WZOS
- Berlin, Wisconsin; United States;
- Broadcast area: Oshkosh, Fond du Lac, Fox Cities, Wisconsin
- Frequency: 104.7 MHz
- Branding: Razor 94.7 & 104.7

Programming
- Format: Active rock
- Affiliations: Compass Media Networks United Stations Radio Networks

Ownership
- Owner: Woodward Communications, Inc.
- Sister stations: WAPL, WFZZ, WHBY, WKSZ, WKZY, WSCO, WZOR

History
- First air date: 1972 (as WISS-FM at 102.3)
- Former call signs: WISS-FM (1972–1998) WBJZ (1998–2018)
- Former frequencies: 102.3 MHz (1972–1996)
- Call sign meaning: RaZor OShkosh

Technical information
- Licensing authority: FCC
- Facility ID: 34905
- Class: A
- ERP: 5,200 watts
- HAAT: 107 meters (351 ft)

Links
- Public license information: Public file; LMS;
- Webcast: Listen Live
- Website: razorwisconsin.com

= WZOS =

WZOS (104.7 FM) is a radio station licensed to Berlin, Wisconsin, that serves the Fox Valley in Northeastern Wisconsin. Owned by Woodward Communications, Inc., the station broadcasts an active rock format, and has been a simulcast of WZOR since June 13, 2018.

==History==
The station's first format was country music. Afterwards, the station broadcast blues, jazz, classical and standards and was replaced with country music in 2003. The following year, the station started airing smooth jazz until April 3, 2006 at 3PM. The station was then run under a local marketing agreement by Radio Plus of Fond du Lac, and started airing a rhythmic-leaning adult contemporary format as "Magic 104"; the first song on Magic was "Be My Lover" by La Bouche. In April 2008, the LMA agreement with Radio Plus expired and was picked up by Martini Media of Oshkosh. On March 11, 2009 at Midnight, after stunting for an hour with Spanish contemporary music, the station shifted to Top 40/CHR as "B104"; the first song on "B" was "Circus" by Britney Spears.

In March 2018, Caxambas sold the then-WBJZ to Woodward Communications for $720,000. Martini Media contested the purchase in court, petitioning that despite a Permission To Deny in their 2008 agreement it was verbally extended past is its 2013 expiration and that Caxambas sold the station before the Federal Communications Commission (FCC) approved the license transfer.

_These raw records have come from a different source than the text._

PR #57, opened 2024-07-15
Add boilerplate code for Dataflux-Pytorch Lightning demo

abhibyreddi:


demo/lightning/data.py
```diff
@@ -0,0 +1,24 @@
+import torch
+import lightning.pytorch as pl
+
+from dataflux_pytorch import dataflux_mapstyle_dataset
+
+
+class Unet3DDataModule(pl.LighitningDataModule):
+    def __init__(self, gcs_bucket):
+        self.data_dir = gcs_bucket + "/images"
```
bernardhan33, line 9: Use os.path.join() for directory joins.

bernardhan33 (approved):

demo/lightning/data.py
MattIrv, line 9: Should this path be configurable, with this as the default?

demo/lightning/train.py
```diff
@@ -0,0 +1,14 @@
...
+from model import Unet3D
+from data import Unet3DDataModule
+
+if __name__ == "__main__":
+    model = Unet3D()
+    train_data_loader = Unet3DDataModule()
+    trainer = pl.Trainer(
+        devices=2, 
+        accelerator="gpu", 
+        max_epochs=5
```
MattIrv, line 12: I think these should all be configurable too

demo/lightning/data.py
MattIrv, line 1: Regarding the file path, JD is working on a similar demo for text-based training now, so maybe this should live in its own sub-folder within demo/lightning?

MattIrv (approved):

abhibyreddi (commented):
Moved the three new files from demo/lightning to demo/lightning/image-segmentation. Will probably have to move demo/image-segmentation to demo/pytorch/image-segmentation in a later PR.

I agree that the arguments to Unet3D and Unet3DDataModule constructors should be configurable. I will make that change after I have this workload up and running with hardcoded parameters.

PR #59, opened 2024-07-16
Refactor Dataflux simple demo loops and add retry flags

MattIrv:
A few things in this PR:

* Add retry flags to the demo loop code now that it's configurable
* Add a base-level Dockerfile to containerize the whole repo for testing on GKE
* Restructure the demos and give them GKE deployment files, along with a README
* Other minor fixes in the demo loops

- [x] Tests pass

### DIFF
--- a/demo/list-and-download/iterable/deployment.yaml
+++ b/demo/list-and-download/iterable/deployment.yaml
@@ -1,0 +1,55 @@
+# GKE deployment script for the Dataflux container.
+# If you push a new version of the container, you need to update the image.
+# You can set the environment variables from main.go to control the flags.
+apiVersion: batch/v1
+kind: Job
+metadata:
+  name: mirvine-dataflux
+  namespace: default
+spec:
+  backoffLimit: 6
+  completionMode: NonIndexed
+  completions: 100
+  manualSelector: false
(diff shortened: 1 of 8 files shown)


demo/list-and-download/iterable/deployment.yaml
```diff
@@ -0,0 +1,53 @@
+# GKE deployment script for the Dataflux iterable-style demo loop.
+apiVersion: batch/v1
+kind: Job
+metadata:
+  name: mirvine-dataflux
```
abhibyreddi, line 5: Is it ok for this to be same for all runs of the demo or will it cause any conflicts in rare cases where someone attempts to run this demo when a previous run is in progress?

abhibyreddi (approved):

demo/list-and-download/iterable/deployment.yaml
MattIrv: You need to delete any existing runs with the same name, even completed, before you can kick off a new one. I want to look into it a bit more next, but I don't see any really convenient way to pass things like the job name or flags as parameters with Kubernetes unfortunately.

divrawal (approved):

PR #60, opened 2024-07-16
Implement data module for the pytorch lightning workload

abhibyreddi:
Reuse the DatafluxPytTrain class from the original demo & move the transform functions to the data module definition.


demo/lightning/image-segmentation/data.py
```diff
@@ -1,23 +1,144 @@
...
+from pytorch_loader import DatafluxPytTrain
 
 
 class Unet3DDataModule(pl.LighitningDataModule):
-    def __init__(self, gcs_bucket, prefix):
-        self.data_dir = os.path.join(gcs_bucket, prefix)
+
+    def __init__(self, args):
+        super().__init__()
+        self.args = args
```
MattIrv, line 33: Is there some specific reason this is taking an untyped args object rather than individual arguments one-by-one? If so, can you add a comment explaining it?

demo/lightning/image-segmentation/data.py
```diff
@@ -1,23 +1,144 @@
...
+                self.train_sampler = DistributedSampler(
+                    self.train_dataset, 
+                    seed=self.args.seed, 
+                    drop_last=True)
 
     def train_dataloader(self):
-        # Init dataflux dataloader
-        # Wrap it in torch.DataLoader
-        pass
+        return  DataLoader(
```
MattIrv, line 62: nit: There is a double space here. Have you run the formatter? If not, you should be able to install it from the Extensions > Recommended Extensions panel on VS Code and then it will run on save

demo/lightning/image-segmentation/data.py
```diff
@@ -1,23 +1,144 @@
...
+            batch_size=self.args.batch_size,
+            shuffle=not self.args.benchmark and self.train_sampler is None,
+            sampler=self.train_sampler,
+            num_workers=self.args.num_dataloader_threads,
+            pin_memory=True,
+            drop_last=True,
+        )
+
+
+def get_train_transforms():
```
MattIrv, line 73: Can you add a comment explaining this function? In general most of the functions/methods/types in this PR would benefit from doc comments

MattIrv (approved):

demo/lightning/image-segmentation/data.py
```diff
@@ -1,23 +1,144 @@
...
-        # Wrap it in torch.DataLoader
-        pass
+        return  DataLoader(
+            self.train_dataset,
+            batch_size=self.args.batch_size,
+            shuffle=not self.args.benchmark and self.train_sampler is None,
+            sampler=self.train_sampler,
+            num_workers=self.args.num_dataloader_threads,
+            pin_memory=True,
+            drop_last=True,
```
bernardhan33, line 69: persistent_worker should be set too.

demo/lightning/image-segmentation/data.py
bernardhan33: +1.

demo/lightning/image-segmentation/pytorch_loader.py
```diff
@@ -0,0 +1,203 @@
...
+        self.bucket_name = bucket_name
+        self.config = config
+        self.dataflux_download_optimization_params = (
+            dataflux_core.download.DataFluxDownloadOptimizationParams(
+                max_composite_object_size=self.config.max_composite_object_size
+            ))
+        if not storage_client:
+            self.storage_client = storage.Client(
+                project=project_name,
+                client_info=ClientInfo(user_agent="dataflux/0.0"),
```
bernardhan33, line 59: client_info needs not to be manually set now, but just a client passed in. https://github.com/GoogleCloudPlatform/dataflux-client-python/blob/main/dataflux_core/fast_list.py#L176

bernardhan33 (approved):

demo/lightning/image-segmentation/data.py
abhibyreddi: `args` has multiple key-value pairs which are needed by the other methods of this class. It will be constructed from the command line arguments. I will have to re-use the code in `demo/image-segmentation/arguments.py` to do that. This will be implemented in the next PR.

demo/lightning/image-segmentation/data.py
abhibyreddi: Most of the code in this PR is copied from the original demo and has been refactored to conform to pytorch lightning's abstractions. My plan was to build out the demo piece by piece (implement the data module class and then the actual module etc.) then refine it further. Is it okay if I implement all the classes fully and then add comments in the final PR?

demo/lightning/image-segmentation/pytorch_loader.py
abhibyreddi: Removed here and in `demo/image-segmentation/pytorch_loader.py`

PR #31, opened 2020-03-03
Refactor Stripe V3 Intents, Elements and cart checkout JS code

spaghetticode:
The code has been encapsulated in proper constructor objects by separating common code as necessary.

Code shared among all the Stripe V3 API checkout procedures is now contained in the `Spree.StripePayment` constructor.

`SolidusStripe.Elements` inherits directly from `SolidusStripe.Payment`, same goes for `SolidusStripe.CartPageCheckout`.

`SolidusStripe.PaymentIntents` inherits from `SolidusStripe.Elements`, as it basically extends the Elements functionality by adding the 3D secure feature.

Both `SolidusStripe.CartPageCheckout` and `SolidusStripe.PaymentIntents` allow to pay with Apple Pay/Google Pay, so they include shared methods from `PaymentRequestButtonShared`.

All functions are defined on the different classes prototype, this will allow to easily customize those functions according to needs by just overriding them on the proper prototype object.


kennyadsl (approved):
Thanks, @spaghetticode!

PR #32, opened 2020-03-05
Manage Stripe V3 JS code via Sprokets

spaghetticode:
Stripe V3 JS code (Elements, Payment Intents, and cart checkout button)
has been completely removed from HTML views and is now loaded via
Sprockets in Solidus `frontend/all.js` file.

The right API (Elements, Intents...) is now selected by looking for
an HTML element with `data-v3-api` attribute set with the name of
one of Stripe V3 APIs.


lib/views/frontend/spree/checkout/payment/v3/_form_elements.html.erb
```diff
@@ -1,4 +1,4 @@
-<div id="payment-request-button" data-stripe-config="<%= payment_method.stripe_config(current_order).to_json %>"></div>
+<div id="payment-request-button" data-stripe-config="<%= payment_method.stripe_config(current_order).to_json %>" data-v3-api="<%= stripe_v3_api %>"></div>
```
kennyadsl, line 1: Do we always show this button in v3, or it should be wrapped in an if somehow? Or is it already done via JS?

kennyadsl (commented):
Love this. 

I left a question and I also have some doubt about how to customize some part of the provided JS now that it is in the assets pipeline. I think it's pretty easy but maybe adding a couple of lines in the README will help new users. What do you think?

lib/views/frontend/spree/checkout/payment/v3/_form_elements.html.erb
spaghetticode: Currently, there's one flag to disable the button: 

```ruby
def payment_request?
  v3_intents? && preferred_stripe_country.present?
end
```
when this method returns false, the button is not shown. So, the preference `stripe_country` controls the button visibility, as it's a requirement for the payment request to work.

When the preference is not present, the JS code eventually will not initialize the button:

```js
    setUpPaymentRequest: function(opts) {
      var opts = opts || {};
      var config = this.config.payment_request;

      if (config) {
       // ....
```

It's probably worth documenting a bit this as well.

spaghetticode:
@kennyadsl I agree adding some documentation will help, will do that soon, thanks for the suggestion!

kennyadsl (approved):
👍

Martini would continue the B104 stream for several months online until entering into a contract with Mountain Dog Media to convert Sheboygan's WCLB (950/107.3), which had recently launched an FM translator, to the same format as "Z107".

On May 1, 2018, Woodward began operating the station and flipped it to a jockless, commercial-free active rock format, as a part of a 1,047-hour stunt (the last song on "B-104" was "Blank Space" by Taylor Swift, which cut off halfway through). It was announced in June that after the conclusion of the marathon, WBJZ would become a simulcast of sister station WZOR/Mishicot as Razor 104.7 on June 13, extending the station's coverage into Fond du Lac and Oshkosh, and rimshotting Appleton. The sale to Woodward Communications was consummated on October 10, 2018; on October 15, Woodward changed the station's call sign to WZOS to better reflect its "Razor" branding.